Aim of the task
Your task is to copy each line of the records that includes the string "asked".

^^^^^^^^^^^^^^^^

Issue #351, opened 2021-04-22
no-wait-for-side-effects does not catch returned side effect


zaicevas:
This yields an error:

```
    await waitFor(() => {
      userEvent.click(screen.getByText('Continue'))
    })
```

This does not:

```
    await waitFor(() => userEvent.click(screen.getByText('Continue')))
```

Is that expected behaviour?

Belco90:
Hey @zaicevas! It's not an expected behavior indeed. It seems the plugin is only looking for arrow functions with a body but ignoring those with an implicit return.

PR #352, opened 2021-04-23
fix(no-wait-for-side-effects): catch implicit arrow function return

zaicevas:
Closes https://github.com/testing-library/eslint-plugin-testing-library/issues/351

### DIFF
--- a/lib/rules/no-wait-for-side-effects.ts
+++ b/lib/rules/no-wait-for-side-effects.ts
@@ -76,8 +76,44 @@ export default createTestingLibraryRule<Options, MessageIds>({
       }
     }
 
+    function reportImplicitReturnSideEffect(node: TSESTree.CallExpression) {
+      if (!node.parent) {
+        return;
+      }
+      const callExpressionNode = node.parent.parent as TSESTree.CallExpression;
+      const callExpressionIdentifier = getPropertyIdentifierNode(
+        callExpressionNode
+      );
+
+      if (!callExpressionIdentifier) {
+        return;
+      }
+
+      if (!helpers.isAsyncUtil(callExpressionIdentifier, ['waitFor'])) {
+        return;
+      }
+
+      const expressionIdentifier = getPropertyIdentifierNode(node.callee);
+      if (!expressionIdentifier) {
+        return false;
+      }
+
+      if (
+        !helpers.isFireEventUtil(expressionIdentifier) &&
+        !helpers.isUserEventUtil(expressionIdentifier)
+      ) {
+        return;
+      }
+
+      context.report({
+        node,
+        messageId: 'noSideEffectsWaitFor',
+      });
+    }
+
     return {
       'CallExpression > ArrowFunctionExpression > BlockStatement': reportSideEffects,
+      'CallExpression > ArrowFunctionExpression > CallExpression': reportImplicitReturnSideEffect,
       'CallExpression > FunctionExpression > BlockStatement': reportSideEffects,
     };
   },
--- a/lib/rules/no-wait-for-side-effects.ts
+++ b/lib/rules/no-wait-for-side-effects.ts
@@ -87,7 +87,7 @@ export default createTestingLibraryRule<Options, MessageIds>({
     }
 
     function reportImplicitReturnSideEffect(node: TSESTree.CallExpression) {
-      if (!isCallerWaitFor) {
+      if (!isCallerWaitFor(node)) {
         return;
       }
 
--- a/lib/rules/no-wait-for-side-effects.ts
+++ b/lib/rules/no-wait-for-side-effects.ts
@@ -93,7 +93,7 @@ export default createTestingLibraryRule<Options, MessageIds>({
 
       const expressionIdentifier = getPropertyIdentifierNode(node.callee);
       if (!expressionIdentifier) {
-        return false;
+        return;
       }
 
       if (
--- a/lib/rules/no-wait-for-side-effects.ts
+++ b/lib/rules/no-wait-for-side-effects.ts
@@ -28,7 +28,7 @@ export default createTestingLibraryRule<Options, MessageIds>({
   create: function (context, _, helpers) {
     function isCallerWaitFor(
       node: TSESTree.BlockStatement | TSESTree.CallExpression
-    ) {
+    ): boolean {
       if (!node.parent) {
         return false;
       }
@@ -37,15 +37,10 @@ export default createTestingLibraryRule<Options, MessageIds>({
         callExpressionNode
       );
 
-      if (!callExpressionIdentifier) {
-        return false;
-      }
-
-      if (!helpers.isAsyncUtil(callExpressionIdentifier, ['waitFor'])) {
-        return false;
-      }
-
-      return true;
+      return (
+        !!callExpressionIdentifier &&
+        helpers.isAsyncUtil(callExpressionIdentifier, ['waitFor'])
+      );
     }
 
     function getSideEffectNodes(
--- a/lib/rules/no-wait-for-side-effects.ts
+++ b/lib/rules/no-wait-for-side-effects.ts
@@ -26,6 +26,28 @@ export default createTestingLibraryRule<Options, MessageIds>({
   },
   defaultOptions: [],
   create: function (context, _, helpers) {
+    function isCallerWaitFor(
+      node: TSESTree.BlockStatement | TSESTree.CallExpression
+    ) {
+      if (!node.parent) {
+        return false;
+      }
+      const callExpressionNode = node.parent.parent as TSESTree.CallExpression;
+      const callExpressionIdentifier = getPropertyIdentifierNode(
+        callExpressionNode
+      );
+
+      if (!callExpressionIdentifier) {
+        return false;
+      }
+
+      if (!helpers.isAsyncUtil(callExpressionIdentifier, ['waitFor'])) {
+        return false;
+      }
+
+      return true;
+    }
+
     function getSideEffectNodes(
       body: TSESTree.Node[]
     ): TSESTree.ExpressionStatement[] {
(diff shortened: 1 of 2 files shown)


lib/rules/no-wait-for-side-effects.ts
```diff
@@ -76,8 +86,32 @@ export default createTestingLibraryRule<Options, MessageIds>({
       }
     }
 
+    function reportImplicitReturnSideEffect(node: TSESTree.CallExpression) {
+      if (!isCallerWaitFor) {
```
gndelia, line 90: I think this is checking for the existance of the function, instead of the result of calling it

```suggestion
      if (!isCallerWaitFor(node)) {
```

gndelia (changes requested):
Thanks for your first PR ❤️

lib/rules/no-wait-for-side-effects.ts
zaicevas: Totally 😅

zaicevas: Fixed in 71c97fc

tests/lib/rules/no-wait-for-side-effects.test.ts
```diff
@@ -163,7 +163,14 @@ ruleTester.run(RULE_NAME, rule, {
     // fireEvent
     {
```
Belco90, line 164: Can you add some valid test cases too? So we check `waitFor` with an arrow function returning a call expression that shouldn't be reported. A couple of cases like these should be fine:

```javascript
`await waitFor(() => somethingElse());`
```

```javascript
{
  settings: { 'testing-library/utils-module': 'test-utils' },
  code: `
    import { waitFor } from 'somewhere-else';
    await waitFor(() => fireEvent.keyDown(input, {key: 'ArrowDown'}))
  `,
},
```

lib/rules/no-wait-for-side-effects.ts
```diff
@@ -26,6 +26,28 @@ export default createTestingLibraryRule<Options, MessageIds>({
...
+
+      if (!callExpressionIdentifier) {
+        return false;
+      }
+
+      if (!helpers.isAsyncUtil(callExpressionIdentifier, ['waitFor'])) {
+        return false;
+      }
+
+      return true;
```
MichaelDeBoey, line 48: No need for early return anymore in this part

```suggestion
      return Boolean(callExpressionIdentifier) &&
        helpers.isAsyncUtil(callExpressionIdentifier, ['waitFor']);
```

lib/rules/no-wait-for-side-effects.ts
```diff
@@ -26,6 +26,28 @@ export default createTestingLibraryRule<Options, MessageIds>({
   },
   defaultOptions: [],
   create: function (context, _, helpers) {
+    function isCallerWaitFor(
+      node: TSESTree.BlockStatement | TSESTree.CallExpression
+    ) {
```
Belco90, line 31: Can you specify here that this function returns a `boolean` please?

lib/rules/no-wait-for-side-effects.ts
```diff
@@ -76,8 +86,32 @@ export default createTestingLibraryRule<Options, MessageIds>({
       }
     }
 
+    function reportImplicitReturnSideEffect(node: TSESTree.CallExpression) {
+      if (!isCallerWaitFor(node)) {
+        return;
```
MichaelDeBoey, line 91: What's the difference between breaking out of the function and returning `false`? 🤔

MichaelDeBoey (changes requested):

Belco90 (changes requested):
Hey, @zaicevas thanks for your first PR! It looks great, just a couple of small tweaks, and should be ready to go.

May I ask how did you feel working within the codebase? We have put a lot of effort into making it more maintainable not only for usual contributors but also for outside ones, so any feedback you have around this would be really appreciated.

lib/rules/no-wait-for-side-effects.ts
zaicevas: image

Because of  ⬆️ , I'd vote for this:

```
      return (
        !!callExpressionIdentifier &&
        helpers.isAsyncUtil(callExpressionIdentifier, ['waitFor'])
      );
```

What do you think?

lib/rules/no-wait-for-side-effects.ts
Belco90: I'd say there is no difference? It's just a way to stop the lining as soon as you know it won't be reported, but I guess we could stick to just `return;` to make it more consistent.

zaicevas: That's unnecessary. Leftover from my part 😶

lib/rules/no-wait-for-side-effects.ts
gndelia: shouldn't the compiler be smart enough to infer that itself? I usually tend to avoid adding the return types for inline functions.

lib/rules/no-wait-for-side-effects.ts
MichaelDeBoey: Let's use double negation for now then

Belco90: I think we can leave it as it was since 1) it works and 2) it's an inherited code, you just moved it somewhere else.

Belco90: @zaicevas oh wow, if you cast it with `Boolean` TS complains, but if you cast with `!!` TS doesn't complain? :O

lib/rules/no-wait-for-side-effects.ts
zaicevas: Fixed in b08d377

lib/rules/no-wait-for-side-effects.ts
Belco90: I find that useful when you are not really sure what type you are returning (like a React component), but here are pretty sure we want to return a boolean, so specifying the type would prevent us from returning something else. I don't know what you think, and I've probably missed few like this in the past myself 😅

lib/rules/no-wait-for-side-effects.ts
zaicevas: Yep 😄

lib/rules/no-wait-for-side-effects.ts
gndelia: I'm open to either option 🤷

lib/rules/no-wait-for-side-effects.ts
Belco90: Oh wow, TIL https://www.typescriptlang.org/play?#code/GYVwdgxgLglg9mABAcwE4FN2zMgFGAQwFt0AuRAZylRhwEpyqadEBvAKES8QyhFSQADABLoANmLiIAJK0IkAvoPYL27MVkRg4AOWJlK1WskQAfLSAmIAvBYkBuNQCE4cDQTD5d+uogBkfigYWMZeeiR07ACEUWE+-oFomNh42uHodEA

tests/lib/rules/no-wait-for-side-effects.test.ts
zaicevas: From my understanding, this case should pass as invalid. It does not, because `isUserEventUtil()` returns false. Am I missing something? 🤔 

```
    {
      settings: { 'testing-library/utils-module': '~/test-utils' },
      code: `
        import { waitFor, userEvent } from '~/test-utils';
        await waitFor(() => userEvent.click(button))
      `,
      errors: [{ line: 4, column: 29, messageId: 'noSideEffectsWaitFor' }],
    },
```

lib/rules/no-wait-for-side-effects.ts
zaicevas: I added explicit return type in 8e6044a. I think that's useful if you want to make sure the API does not change in the long term

lib/rules/no-wait-for-side-effects.ts
zaicevas: Added double negation 8e6044a

tests/lib/rules/no-wait-for-side-effects.test.ts
Belco90: `userEvent` comes from a different package so it's not affected by the Aggressive Reporting mechanism, so it would be only reported if imported from `@testing-library/user-event`

MichaelDeBoey (approved):

tests/lib/rules/no-wait-for-side-effects.test.ts
zaicevas: Added more test cases in e991eed

Belco90 (approved):
Awesome! Nice work @zaicevas 🚀

MichaelDeBoey (approved):

Belco90:
@all-contributors please add @zaicevas for bug, code and test

zaicevas:
> Hey, @zaicevas thanks for your first PR! It looks great, just a couple of small tweaks, and should be ready to go.
> 
> May I ask how did you feel working within the codebase? We have put a lot of effort into making it more maintainable not only for usual contributors but also for outside ones, so any feedback you have around this would be really appreciated.

The development experience is great. I enjoyed it and it's motivating to contribute more. Tests are fast, CI/CD is convenient, so it looks like it's easy to quickly make an impact. I've never coded anything eslint related, yet it didn't take me more than a couple of hours to throw this together.

For the first 30 minutes I had no idea where to start, until I've realized it's all based on AST and found https://astexplorer.net/ 
After that it all started to make sense and the code proved to be very clear & extendable. Perhaps it could be useful mentioning this or other similar tools in https://github.com/testing-library/eslint-plugin-testing-library/blob/main/CONTRIBUTING.md

Another that I think could be of use in `CONTRIBUTING.md` is a section on how to try out changes locally (besides tests). I suppose symlinking with `yarn link` or `npm link` is relatively simple and could work here.

> Thanks for your first PR ❤️
> Awesome! Nice work @zaicevas 🚀

More than happy to help ☺️

Belco90:
@zaicevas thanks for your feedback, really useful! It's definitely a good idea to include some AST info and AST Explorer link to our CONTRIBUTING: the explorer is a must when dealing with AST, isn't it?

Also interesting to add a section for trying changes locally (actually someone asked the very same thing the other day in Testing Library Discord).

I'll create an issue for this.

zaicevas:
>  (actually someone asked the very same thing the other day in Testing Library Discord).

That was me, by the way :trollface:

^^^^^^^^^^^^^^^^

Exercise response
Also interesting to add a section for trying changes locally (actually someone asked the very same thing the other day in Testing Library Discord).
>  (actually someone asked the very same thing the other day in Testing Library Discord).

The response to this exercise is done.